Working data>

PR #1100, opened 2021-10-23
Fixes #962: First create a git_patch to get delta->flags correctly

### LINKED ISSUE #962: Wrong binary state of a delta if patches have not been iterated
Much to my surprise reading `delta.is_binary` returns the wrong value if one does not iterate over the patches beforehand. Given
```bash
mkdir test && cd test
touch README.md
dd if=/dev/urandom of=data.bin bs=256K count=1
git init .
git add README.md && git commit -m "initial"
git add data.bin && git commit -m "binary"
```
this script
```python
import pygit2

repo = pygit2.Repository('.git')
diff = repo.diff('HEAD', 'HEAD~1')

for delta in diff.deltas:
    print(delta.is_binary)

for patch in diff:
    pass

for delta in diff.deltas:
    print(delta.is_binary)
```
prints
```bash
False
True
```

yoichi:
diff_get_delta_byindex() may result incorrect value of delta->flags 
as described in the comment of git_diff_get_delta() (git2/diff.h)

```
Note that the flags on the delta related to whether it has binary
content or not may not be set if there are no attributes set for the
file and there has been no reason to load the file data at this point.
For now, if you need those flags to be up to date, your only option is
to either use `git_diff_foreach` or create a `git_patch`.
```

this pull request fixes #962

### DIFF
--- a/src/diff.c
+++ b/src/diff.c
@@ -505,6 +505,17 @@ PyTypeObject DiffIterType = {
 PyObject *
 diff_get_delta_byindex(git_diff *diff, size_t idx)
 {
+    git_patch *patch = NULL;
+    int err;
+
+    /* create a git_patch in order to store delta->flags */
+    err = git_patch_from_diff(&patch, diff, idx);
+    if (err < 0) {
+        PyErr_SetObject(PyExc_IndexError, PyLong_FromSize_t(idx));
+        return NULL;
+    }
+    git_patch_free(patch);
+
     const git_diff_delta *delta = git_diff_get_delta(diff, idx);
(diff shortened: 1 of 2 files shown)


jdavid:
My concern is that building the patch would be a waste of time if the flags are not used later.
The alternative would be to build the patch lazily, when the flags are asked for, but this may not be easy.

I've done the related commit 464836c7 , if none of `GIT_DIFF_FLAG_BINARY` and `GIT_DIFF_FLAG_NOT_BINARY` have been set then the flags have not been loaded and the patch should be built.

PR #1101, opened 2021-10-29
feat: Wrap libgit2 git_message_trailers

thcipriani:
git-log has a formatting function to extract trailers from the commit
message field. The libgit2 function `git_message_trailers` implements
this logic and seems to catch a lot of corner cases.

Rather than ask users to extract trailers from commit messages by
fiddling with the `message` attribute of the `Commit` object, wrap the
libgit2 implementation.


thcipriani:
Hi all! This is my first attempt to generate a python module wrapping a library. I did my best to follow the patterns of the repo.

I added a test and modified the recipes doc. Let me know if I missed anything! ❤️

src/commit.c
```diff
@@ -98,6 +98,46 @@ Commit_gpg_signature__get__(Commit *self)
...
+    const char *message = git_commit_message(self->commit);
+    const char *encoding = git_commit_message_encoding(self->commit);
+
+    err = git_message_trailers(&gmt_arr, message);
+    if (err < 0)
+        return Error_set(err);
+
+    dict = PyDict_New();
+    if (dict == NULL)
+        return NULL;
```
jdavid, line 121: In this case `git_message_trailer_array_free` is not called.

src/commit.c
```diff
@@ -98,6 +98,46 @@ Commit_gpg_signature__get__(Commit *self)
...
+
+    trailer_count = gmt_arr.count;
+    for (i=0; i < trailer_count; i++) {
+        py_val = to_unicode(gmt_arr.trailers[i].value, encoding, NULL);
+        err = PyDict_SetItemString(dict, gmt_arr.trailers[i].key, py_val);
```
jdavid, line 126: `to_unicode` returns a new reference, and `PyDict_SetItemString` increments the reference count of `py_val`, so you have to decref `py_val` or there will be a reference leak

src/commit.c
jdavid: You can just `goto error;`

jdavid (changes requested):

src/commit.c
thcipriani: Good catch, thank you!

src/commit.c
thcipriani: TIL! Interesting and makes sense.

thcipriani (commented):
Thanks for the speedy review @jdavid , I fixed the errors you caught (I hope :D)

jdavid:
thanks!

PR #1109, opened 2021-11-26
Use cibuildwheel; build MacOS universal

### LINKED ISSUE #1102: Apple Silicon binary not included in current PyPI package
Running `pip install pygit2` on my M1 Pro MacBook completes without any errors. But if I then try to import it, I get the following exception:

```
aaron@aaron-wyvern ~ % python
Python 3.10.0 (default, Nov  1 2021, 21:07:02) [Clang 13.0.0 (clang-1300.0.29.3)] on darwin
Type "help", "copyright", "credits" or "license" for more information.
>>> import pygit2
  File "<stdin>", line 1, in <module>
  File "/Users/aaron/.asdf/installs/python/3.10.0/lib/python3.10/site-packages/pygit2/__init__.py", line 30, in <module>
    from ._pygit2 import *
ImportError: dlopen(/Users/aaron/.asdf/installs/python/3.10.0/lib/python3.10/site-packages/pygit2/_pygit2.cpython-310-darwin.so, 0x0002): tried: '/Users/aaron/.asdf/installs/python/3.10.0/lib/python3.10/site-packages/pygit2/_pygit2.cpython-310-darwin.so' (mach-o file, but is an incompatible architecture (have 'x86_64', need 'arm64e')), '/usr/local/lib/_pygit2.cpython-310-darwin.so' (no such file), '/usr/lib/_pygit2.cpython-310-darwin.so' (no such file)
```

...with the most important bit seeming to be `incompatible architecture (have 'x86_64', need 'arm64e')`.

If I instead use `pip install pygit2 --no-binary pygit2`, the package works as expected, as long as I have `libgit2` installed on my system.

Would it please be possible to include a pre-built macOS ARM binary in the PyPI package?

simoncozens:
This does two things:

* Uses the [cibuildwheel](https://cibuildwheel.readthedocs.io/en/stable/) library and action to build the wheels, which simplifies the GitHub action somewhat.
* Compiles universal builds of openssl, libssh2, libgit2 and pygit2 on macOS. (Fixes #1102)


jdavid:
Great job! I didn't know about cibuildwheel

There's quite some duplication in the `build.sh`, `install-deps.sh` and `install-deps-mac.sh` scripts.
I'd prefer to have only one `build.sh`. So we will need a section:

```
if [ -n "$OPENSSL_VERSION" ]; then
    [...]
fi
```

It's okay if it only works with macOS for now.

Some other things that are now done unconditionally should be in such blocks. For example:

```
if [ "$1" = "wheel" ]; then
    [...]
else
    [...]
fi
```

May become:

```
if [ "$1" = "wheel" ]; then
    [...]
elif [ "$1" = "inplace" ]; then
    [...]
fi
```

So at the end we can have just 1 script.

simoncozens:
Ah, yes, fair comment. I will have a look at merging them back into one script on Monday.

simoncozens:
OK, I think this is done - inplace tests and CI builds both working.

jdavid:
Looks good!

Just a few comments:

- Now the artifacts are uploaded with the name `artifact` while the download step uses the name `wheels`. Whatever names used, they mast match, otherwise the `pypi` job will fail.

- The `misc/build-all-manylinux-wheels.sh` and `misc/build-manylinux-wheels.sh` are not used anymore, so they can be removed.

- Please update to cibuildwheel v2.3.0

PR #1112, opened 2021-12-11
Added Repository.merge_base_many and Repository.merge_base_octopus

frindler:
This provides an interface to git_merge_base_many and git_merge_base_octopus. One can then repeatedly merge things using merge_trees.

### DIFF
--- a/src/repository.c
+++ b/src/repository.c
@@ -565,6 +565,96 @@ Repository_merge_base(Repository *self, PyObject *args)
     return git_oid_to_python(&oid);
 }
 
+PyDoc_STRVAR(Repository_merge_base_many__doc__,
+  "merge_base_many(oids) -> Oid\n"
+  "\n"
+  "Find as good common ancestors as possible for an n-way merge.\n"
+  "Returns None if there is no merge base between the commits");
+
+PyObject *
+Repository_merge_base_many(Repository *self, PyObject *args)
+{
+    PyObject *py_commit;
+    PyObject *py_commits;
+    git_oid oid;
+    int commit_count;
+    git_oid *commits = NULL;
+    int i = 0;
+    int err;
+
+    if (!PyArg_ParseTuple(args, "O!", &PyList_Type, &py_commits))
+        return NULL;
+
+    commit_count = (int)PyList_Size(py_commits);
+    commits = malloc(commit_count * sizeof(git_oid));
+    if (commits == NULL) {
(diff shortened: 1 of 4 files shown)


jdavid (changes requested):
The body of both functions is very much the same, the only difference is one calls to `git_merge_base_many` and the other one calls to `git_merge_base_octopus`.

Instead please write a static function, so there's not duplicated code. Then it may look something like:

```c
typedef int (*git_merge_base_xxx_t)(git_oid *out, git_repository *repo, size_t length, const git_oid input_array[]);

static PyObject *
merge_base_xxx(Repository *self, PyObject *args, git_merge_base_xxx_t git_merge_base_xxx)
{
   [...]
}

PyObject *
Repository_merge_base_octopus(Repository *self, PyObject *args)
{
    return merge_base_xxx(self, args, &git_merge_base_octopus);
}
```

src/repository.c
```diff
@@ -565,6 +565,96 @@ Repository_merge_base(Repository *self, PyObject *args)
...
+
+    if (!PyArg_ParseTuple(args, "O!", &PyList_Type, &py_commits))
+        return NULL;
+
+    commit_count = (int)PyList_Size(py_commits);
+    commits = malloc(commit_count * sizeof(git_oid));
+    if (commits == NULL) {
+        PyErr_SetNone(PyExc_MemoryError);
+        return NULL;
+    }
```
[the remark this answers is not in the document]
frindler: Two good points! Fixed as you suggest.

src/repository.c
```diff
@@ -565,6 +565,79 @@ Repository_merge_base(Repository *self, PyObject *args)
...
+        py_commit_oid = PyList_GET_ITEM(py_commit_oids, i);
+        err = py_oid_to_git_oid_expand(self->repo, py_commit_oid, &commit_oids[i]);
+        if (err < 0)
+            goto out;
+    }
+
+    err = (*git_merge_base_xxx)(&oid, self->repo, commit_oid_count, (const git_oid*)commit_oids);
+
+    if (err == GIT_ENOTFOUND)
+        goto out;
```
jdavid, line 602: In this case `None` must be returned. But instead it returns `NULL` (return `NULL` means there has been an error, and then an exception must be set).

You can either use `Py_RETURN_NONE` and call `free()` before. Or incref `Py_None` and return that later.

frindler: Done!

--

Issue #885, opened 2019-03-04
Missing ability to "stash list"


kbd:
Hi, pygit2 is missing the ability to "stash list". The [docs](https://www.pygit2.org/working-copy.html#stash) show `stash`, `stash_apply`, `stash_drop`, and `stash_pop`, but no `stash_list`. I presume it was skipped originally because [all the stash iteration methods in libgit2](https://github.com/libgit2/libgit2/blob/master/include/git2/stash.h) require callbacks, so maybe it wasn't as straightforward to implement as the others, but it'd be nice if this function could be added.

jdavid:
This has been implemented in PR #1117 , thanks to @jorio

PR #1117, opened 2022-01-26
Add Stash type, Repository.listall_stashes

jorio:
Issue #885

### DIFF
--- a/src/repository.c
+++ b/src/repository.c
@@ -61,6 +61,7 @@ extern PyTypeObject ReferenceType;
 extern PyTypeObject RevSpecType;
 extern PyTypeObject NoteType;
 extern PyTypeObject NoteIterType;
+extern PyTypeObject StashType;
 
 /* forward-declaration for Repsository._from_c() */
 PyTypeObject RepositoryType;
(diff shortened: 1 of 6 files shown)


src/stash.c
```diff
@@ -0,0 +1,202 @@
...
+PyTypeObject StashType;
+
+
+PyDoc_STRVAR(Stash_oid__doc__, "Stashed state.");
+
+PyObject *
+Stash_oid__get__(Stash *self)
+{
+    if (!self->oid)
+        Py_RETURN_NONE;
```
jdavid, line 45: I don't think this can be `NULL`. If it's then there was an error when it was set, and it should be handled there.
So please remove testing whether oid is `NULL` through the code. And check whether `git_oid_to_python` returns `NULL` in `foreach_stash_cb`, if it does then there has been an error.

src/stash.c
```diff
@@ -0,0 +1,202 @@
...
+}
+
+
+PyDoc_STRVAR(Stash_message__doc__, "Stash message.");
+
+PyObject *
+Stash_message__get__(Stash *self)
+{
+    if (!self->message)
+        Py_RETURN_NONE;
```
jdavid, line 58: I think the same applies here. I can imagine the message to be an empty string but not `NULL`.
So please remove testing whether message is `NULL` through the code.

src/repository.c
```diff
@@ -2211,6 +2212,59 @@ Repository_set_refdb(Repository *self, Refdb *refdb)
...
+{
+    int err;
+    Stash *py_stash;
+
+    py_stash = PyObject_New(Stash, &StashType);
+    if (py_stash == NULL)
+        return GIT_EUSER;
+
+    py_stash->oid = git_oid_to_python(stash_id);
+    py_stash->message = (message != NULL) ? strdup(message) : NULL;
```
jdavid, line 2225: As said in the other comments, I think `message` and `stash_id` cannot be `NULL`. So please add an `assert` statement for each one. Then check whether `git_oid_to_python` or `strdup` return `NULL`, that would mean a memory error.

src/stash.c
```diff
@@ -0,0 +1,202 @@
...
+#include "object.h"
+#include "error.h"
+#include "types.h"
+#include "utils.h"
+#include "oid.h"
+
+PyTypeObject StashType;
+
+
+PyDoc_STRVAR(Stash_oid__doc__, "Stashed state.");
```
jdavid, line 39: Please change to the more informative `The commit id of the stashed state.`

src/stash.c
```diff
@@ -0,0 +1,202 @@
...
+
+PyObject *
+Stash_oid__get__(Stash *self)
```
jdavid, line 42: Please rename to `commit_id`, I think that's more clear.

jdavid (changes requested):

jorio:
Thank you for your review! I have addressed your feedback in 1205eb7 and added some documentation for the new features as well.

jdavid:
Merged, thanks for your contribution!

Prompt> Note every line of the records that holds the word "been", and copy it.

Solution to the exercise>
### LINKED ISSUE #962: Wrong binary state of a delta if patches have not been iterated
file and there has been no reason to load the file data at this point.
I've done the related commit 464836c7 , if none of `GIT_DIFF_FLAG_BINARY` and `GIT_DIFF_FLAG_NOT_BINARY` have been set then the flags have not been loaded and the patch should be built.
jdavid, line 602: In this case `None` must be returned. But instead it returns `NULL` (return `NULL` means there has been an error, and then an exception must be set).
This has been implemented in PR #1117 , thanks to @jorio
So please remove testing whether oid is `NULL` through the code. And check whether `git_oid_to_python` returns `NULL` in `foreach_stash_cb`, if it does then there has been an error.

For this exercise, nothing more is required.